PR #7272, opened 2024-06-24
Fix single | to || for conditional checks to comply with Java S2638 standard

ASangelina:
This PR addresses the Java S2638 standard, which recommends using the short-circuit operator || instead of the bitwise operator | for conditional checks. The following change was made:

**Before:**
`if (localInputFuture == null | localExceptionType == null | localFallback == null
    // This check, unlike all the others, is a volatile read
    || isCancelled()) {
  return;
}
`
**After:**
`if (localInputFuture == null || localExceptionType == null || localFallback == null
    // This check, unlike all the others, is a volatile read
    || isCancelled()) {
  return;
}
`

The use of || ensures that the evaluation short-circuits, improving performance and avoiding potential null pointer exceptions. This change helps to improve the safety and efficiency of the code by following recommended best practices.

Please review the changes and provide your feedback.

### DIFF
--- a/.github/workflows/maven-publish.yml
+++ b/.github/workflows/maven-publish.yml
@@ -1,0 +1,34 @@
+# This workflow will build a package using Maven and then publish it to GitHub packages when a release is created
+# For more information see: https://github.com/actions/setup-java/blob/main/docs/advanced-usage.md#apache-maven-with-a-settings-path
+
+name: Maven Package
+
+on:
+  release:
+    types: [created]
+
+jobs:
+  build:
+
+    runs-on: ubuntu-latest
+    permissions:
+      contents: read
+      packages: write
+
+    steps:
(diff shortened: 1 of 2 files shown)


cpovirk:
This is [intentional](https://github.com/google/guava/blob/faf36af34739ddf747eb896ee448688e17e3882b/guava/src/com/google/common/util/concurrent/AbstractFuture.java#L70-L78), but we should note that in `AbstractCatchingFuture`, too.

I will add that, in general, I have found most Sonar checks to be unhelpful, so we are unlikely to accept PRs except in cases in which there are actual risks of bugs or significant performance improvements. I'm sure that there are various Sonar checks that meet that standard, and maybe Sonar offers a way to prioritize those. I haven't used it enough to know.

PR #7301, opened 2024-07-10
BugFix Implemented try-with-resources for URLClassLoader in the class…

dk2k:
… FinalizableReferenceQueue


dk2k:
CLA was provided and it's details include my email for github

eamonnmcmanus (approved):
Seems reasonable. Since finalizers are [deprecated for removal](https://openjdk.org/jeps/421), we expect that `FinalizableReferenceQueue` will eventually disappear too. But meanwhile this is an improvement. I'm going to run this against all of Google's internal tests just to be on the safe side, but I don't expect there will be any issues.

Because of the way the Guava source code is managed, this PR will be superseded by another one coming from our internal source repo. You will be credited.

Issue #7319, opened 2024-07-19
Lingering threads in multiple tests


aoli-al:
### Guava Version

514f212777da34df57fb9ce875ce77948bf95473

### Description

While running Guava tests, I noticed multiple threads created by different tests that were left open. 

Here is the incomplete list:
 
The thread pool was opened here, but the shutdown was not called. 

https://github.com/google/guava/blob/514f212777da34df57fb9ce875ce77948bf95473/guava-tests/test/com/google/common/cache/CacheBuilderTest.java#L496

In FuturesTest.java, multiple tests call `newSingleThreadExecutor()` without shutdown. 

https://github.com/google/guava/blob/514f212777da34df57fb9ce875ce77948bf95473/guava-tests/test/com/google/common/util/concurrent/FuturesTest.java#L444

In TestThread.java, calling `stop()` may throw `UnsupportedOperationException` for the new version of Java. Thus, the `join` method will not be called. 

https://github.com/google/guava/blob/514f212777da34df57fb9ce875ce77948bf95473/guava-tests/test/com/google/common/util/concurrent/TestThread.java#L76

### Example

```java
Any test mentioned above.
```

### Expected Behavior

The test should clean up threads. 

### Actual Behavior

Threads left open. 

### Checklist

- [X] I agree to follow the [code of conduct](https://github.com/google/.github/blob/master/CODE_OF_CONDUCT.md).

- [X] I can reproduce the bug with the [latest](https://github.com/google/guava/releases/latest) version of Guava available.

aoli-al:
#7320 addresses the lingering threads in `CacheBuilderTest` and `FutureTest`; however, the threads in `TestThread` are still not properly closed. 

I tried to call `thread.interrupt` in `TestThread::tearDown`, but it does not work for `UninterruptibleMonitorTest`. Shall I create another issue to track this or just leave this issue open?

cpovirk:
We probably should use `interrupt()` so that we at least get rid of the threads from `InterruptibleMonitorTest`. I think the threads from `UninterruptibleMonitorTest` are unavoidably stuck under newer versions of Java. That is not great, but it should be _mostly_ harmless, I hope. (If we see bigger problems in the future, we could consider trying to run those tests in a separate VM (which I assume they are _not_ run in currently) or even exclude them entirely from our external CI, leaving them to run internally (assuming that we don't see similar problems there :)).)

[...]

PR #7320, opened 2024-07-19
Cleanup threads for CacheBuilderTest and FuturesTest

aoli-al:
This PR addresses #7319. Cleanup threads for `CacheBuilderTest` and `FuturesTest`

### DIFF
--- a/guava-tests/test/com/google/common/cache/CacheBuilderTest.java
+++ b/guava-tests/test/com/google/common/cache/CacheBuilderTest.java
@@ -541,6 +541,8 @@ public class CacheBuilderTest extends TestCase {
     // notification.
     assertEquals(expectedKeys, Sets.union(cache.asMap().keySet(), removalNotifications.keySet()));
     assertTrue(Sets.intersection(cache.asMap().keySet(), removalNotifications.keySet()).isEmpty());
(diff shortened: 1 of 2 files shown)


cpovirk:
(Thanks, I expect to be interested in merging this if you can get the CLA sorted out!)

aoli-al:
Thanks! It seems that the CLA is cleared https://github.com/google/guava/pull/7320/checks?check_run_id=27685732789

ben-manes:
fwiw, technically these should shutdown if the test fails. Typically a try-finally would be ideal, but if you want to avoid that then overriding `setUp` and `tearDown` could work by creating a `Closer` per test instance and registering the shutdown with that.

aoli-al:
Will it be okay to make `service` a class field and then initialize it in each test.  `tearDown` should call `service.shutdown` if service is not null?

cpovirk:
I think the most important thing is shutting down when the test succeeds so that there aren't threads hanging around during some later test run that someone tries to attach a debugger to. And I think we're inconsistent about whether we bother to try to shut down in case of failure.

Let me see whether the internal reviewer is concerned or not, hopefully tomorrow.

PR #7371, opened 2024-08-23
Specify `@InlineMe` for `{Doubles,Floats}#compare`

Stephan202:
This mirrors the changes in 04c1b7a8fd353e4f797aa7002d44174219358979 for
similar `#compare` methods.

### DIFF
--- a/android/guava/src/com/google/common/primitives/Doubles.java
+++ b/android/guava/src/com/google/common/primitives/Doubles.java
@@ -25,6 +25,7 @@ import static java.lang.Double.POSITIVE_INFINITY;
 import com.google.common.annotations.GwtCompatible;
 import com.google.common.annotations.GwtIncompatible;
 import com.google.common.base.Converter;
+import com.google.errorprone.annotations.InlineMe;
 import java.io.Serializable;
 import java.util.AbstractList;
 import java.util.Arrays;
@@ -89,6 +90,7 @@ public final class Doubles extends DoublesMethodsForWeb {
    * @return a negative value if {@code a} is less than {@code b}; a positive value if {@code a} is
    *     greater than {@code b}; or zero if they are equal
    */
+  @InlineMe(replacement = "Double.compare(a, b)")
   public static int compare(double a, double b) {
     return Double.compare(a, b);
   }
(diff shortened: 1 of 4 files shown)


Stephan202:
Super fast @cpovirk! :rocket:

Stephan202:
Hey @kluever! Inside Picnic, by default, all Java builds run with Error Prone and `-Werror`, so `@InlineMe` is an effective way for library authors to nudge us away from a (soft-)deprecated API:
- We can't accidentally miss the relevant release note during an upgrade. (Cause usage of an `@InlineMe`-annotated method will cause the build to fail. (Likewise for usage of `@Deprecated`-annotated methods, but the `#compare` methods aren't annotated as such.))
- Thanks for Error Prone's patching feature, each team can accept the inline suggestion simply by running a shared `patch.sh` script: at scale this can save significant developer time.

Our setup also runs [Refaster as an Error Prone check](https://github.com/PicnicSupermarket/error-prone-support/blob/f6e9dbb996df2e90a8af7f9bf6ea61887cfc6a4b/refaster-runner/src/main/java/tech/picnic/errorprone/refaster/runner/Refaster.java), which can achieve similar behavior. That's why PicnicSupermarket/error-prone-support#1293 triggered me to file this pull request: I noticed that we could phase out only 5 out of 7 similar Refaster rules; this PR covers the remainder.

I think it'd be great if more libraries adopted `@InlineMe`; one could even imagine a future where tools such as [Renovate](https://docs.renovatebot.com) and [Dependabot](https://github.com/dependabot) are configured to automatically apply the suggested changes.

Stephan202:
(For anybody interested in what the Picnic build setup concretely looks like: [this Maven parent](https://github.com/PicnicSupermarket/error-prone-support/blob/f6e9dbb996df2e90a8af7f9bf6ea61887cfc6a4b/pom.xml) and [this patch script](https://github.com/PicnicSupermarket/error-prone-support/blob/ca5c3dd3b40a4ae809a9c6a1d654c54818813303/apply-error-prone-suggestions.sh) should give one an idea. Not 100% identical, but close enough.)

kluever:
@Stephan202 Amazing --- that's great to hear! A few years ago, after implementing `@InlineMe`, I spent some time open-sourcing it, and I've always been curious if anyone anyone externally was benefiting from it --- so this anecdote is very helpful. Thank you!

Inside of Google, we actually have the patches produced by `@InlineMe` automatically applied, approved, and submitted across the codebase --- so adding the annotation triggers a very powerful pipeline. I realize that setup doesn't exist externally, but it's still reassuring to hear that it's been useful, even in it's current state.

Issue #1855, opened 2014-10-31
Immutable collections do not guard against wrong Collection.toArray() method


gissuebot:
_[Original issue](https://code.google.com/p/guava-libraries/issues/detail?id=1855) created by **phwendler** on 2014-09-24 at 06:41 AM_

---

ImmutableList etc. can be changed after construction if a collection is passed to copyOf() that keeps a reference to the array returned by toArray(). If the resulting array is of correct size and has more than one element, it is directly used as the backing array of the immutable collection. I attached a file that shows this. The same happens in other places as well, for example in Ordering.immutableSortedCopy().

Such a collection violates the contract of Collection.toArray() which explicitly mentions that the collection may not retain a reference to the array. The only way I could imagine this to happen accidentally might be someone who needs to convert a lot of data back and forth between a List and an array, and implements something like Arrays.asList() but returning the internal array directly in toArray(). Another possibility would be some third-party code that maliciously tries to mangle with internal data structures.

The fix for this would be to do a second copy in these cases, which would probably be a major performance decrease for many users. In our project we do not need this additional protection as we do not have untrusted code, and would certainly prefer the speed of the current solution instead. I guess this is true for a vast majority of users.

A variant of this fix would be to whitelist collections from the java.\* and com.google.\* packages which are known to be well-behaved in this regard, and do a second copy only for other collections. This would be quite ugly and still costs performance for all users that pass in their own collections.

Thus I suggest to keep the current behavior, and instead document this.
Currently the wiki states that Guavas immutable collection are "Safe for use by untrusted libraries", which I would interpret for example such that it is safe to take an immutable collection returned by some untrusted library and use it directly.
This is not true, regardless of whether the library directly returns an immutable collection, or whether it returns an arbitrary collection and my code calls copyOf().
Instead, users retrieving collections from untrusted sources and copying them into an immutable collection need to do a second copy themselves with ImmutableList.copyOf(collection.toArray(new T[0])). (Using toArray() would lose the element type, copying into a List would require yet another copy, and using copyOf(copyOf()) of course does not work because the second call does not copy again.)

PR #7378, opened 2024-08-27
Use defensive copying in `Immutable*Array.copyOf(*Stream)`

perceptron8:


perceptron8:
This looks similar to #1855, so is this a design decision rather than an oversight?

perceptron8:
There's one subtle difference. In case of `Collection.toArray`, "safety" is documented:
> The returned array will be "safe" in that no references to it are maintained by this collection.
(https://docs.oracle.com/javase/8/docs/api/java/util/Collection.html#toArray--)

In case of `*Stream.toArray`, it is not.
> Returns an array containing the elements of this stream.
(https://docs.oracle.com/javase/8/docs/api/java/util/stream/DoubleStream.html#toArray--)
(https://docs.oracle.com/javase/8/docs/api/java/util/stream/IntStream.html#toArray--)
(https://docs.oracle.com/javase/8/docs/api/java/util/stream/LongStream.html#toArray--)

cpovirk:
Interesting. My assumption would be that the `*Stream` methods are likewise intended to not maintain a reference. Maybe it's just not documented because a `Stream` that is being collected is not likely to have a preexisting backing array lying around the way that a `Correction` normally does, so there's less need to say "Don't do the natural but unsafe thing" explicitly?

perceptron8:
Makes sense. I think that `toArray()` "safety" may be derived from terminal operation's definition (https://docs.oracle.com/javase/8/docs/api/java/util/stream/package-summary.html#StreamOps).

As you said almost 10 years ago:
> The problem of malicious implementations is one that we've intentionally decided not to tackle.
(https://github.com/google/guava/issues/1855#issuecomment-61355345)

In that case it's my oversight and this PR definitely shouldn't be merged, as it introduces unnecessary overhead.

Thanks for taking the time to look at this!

_ _ _ _ _ _ _

- [REQUIRED WORK] What is needed is an exact copy of the entries above, from the first line through the line holding "but we should", with both of those lines kept; please give nothing else.

- [EXERCISE OUTPUT]
PR #7272, opened 2024-06-24
Fix single | to || for conditional checks to comply with Java S2638 standard

ASangelina:
This PR addresses the Java S2638 standard, which recommends using the short-circuit operator || instead of the bitwise operator | for conditional checks. The following change was made:

**Before:**
`if (localInputFuture == null | localExceptionType == null | localFallback == null
    // This check, unlike all the others, is a volatile read
    || isCancelled()) {
  return;
}
`
**After:**
`if (localInputFuture == null || localExceptionType == null || localFallback == null
    // This check, unlike all the others, is a volatile read
    || isCancelled()) {
  return;
}
`

The use of || ensures that the evaluation short-circuits, improving performance and avoiding potential null pointer exceptions. This change helps to improve the safety and efficiency of the code by following recommended best practices.

Please review the changes and provide your feedback.

### DIFF
--- a/.github/workflows/maven-publish.yml
+++ b/.github/workflows/maven-publish.yml
@@ -1,0 +1,34 @@
+# This workflow will build a package using Maven and then publish it to GitHub packages when a release is created
+# For more information see: https://github.com/actions/setup-java/blob/main/docs/advanced-usage.md#apache-maven-with-a-settings-path
+
+name: Maven Package
+
+on:
+  release:
+    types: [created]
+
+jobs:
+  build:
+
+    runs-on: ubuntu-latest
+    permissions:
+      contents: read
+      packages: write
+
+    steps:
(diff shortened: 1 of 2 files shown)


cpovirk:
This is [intentional](https://github.com/google/guava/blob/faf36af34739ddf747eb896ee448688e17e3882b/guava/src/com/google/common/util/concurrent/AbstractFuture.java#L70-L78), but we should note that in `AbstractCatchingFuture`, too.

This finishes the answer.